■ Exercise directions
Could the entries below be retyped exactly and in full?

(Stored data entries)
________________________

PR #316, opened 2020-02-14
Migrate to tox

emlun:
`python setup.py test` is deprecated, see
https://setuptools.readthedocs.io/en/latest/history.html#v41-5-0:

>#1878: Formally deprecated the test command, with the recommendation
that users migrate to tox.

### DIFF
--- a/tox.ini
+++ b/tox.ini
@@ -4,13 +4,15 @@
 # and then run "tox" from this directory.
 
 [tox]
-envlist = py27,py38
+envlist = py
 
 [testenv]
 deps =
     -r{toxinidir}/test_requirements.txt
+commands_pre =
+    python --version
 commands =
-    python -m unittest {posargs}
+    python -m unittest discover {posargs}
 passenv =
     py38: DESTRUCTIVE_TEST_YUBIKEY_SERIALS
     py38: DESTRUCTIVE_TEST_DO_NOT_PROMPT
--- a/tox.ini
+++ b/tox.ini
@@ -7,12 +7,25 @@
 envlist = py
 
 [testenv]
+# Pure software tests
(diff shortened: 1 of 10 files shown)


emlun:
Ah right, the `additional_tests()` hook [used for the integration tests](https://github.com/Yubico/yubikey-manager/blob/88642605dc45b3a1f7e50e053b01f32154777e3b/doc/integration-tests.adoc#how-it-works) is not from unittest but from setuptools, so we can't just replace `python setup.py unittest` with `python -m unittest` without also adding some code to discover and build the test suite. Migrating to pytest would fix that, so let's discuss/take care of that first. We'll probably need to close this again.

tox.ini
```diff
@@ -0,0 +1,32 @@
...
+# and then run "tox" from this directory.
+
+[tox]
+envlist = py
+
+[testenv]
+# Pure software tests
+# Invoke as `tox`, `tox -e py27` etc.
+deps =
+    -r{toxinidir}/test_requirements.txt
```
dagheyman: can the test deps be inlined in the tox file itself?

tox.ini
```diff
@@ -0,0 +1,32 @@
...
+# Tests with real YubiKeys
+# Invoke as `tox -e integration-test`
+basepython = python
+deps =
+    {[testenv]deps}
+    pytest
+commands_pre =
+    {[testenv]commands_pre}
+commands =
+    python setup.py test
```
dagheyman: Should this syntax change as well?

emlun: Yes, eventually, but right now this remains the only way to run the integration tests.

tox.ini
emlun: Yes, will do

________________________

■ Result for this task
PR #316, opened 2020-02-14
Migrate to tox

emlun:
`python setup.py test` is deprecated, see
https://setuptools.readthedocs.io/en/latest/history.html#v41-5-0:

>#1878: Formally deprecated the test command, with the recommendation
that users migrate to tox.

### DIFF
--- a/tox.ini
+++ b/tox.ini
@@ -4,13 +4,15 @@
 # and then run "tox" from this directory.
 
 [tox]
-envlist = py27,py38
+envlist = py
 
 [testenv]
 deps =
     -r{toxinidir}/test_requirements.txt
+commands_pre =
+    python --version
 commands =
-    python -m unittest {posargs}
+    python -m unittest discover {posargs}
 passenv =
     py38: DESTRUCTIVE_TEST_YUBIKEY_SERIALS
     py38: DESTRUCTIVE_TEST_DO_NOT_PROMPT
--- a/tox.ini
+++ b/tox.ini
@@ -7,12 +7,25 @@
 envlist = py
 
 [testenv]
+# Pure software tests
(diff shortened: 1 of 10 files shown)


emlun:
Ah right, the `additional_tests()` hook [used for the integration tests](https://github.com/Yubico/yubikey-manager/blob/88642605dc45b3a1f7e50e053b01f32154777e3b/doc/integration-tests.adoc#how-it-works) is not from unittest but from setuptools, so we can't just replace `python setup.py unittest` with `python -m unittest` without also adding some code to discover and build the test suite. Migrating to pytest would fix that, so let's discuss/take care of that first. We'll probably need to close this again.

tox.ini
```diff
@@ -0,0 +1,32 @@
...
+# and then run "tox" from this directory.
+
+[tox]
+envlist = py
+
+[testenv]
+# Pure software tests
+# Invoke as `tox`, `tox -e py27` etc.
+deps =
+    -r{toxinidir}/test_requirements.txt
```
dagheyman: can the test deps be inlined in the tox file itself?

tox.ini
```diff
@@ -0,0 +1,32 @@
...
+# Tests with real YubiKeys
+# Invoke as `tox -e integration-test`
+basepython = python
+deps =
+    {[testenv]deps}
+    pytest
+commands_pre =
+    {[testenv]commands_pre}
+commands =
+    python setup.py test
```
dagheyman: Should this syntax change as well?

emlun: Yes, eventually, but right now this remains the only way to run the integration tests.

tox.ini
emlun: Yes, will do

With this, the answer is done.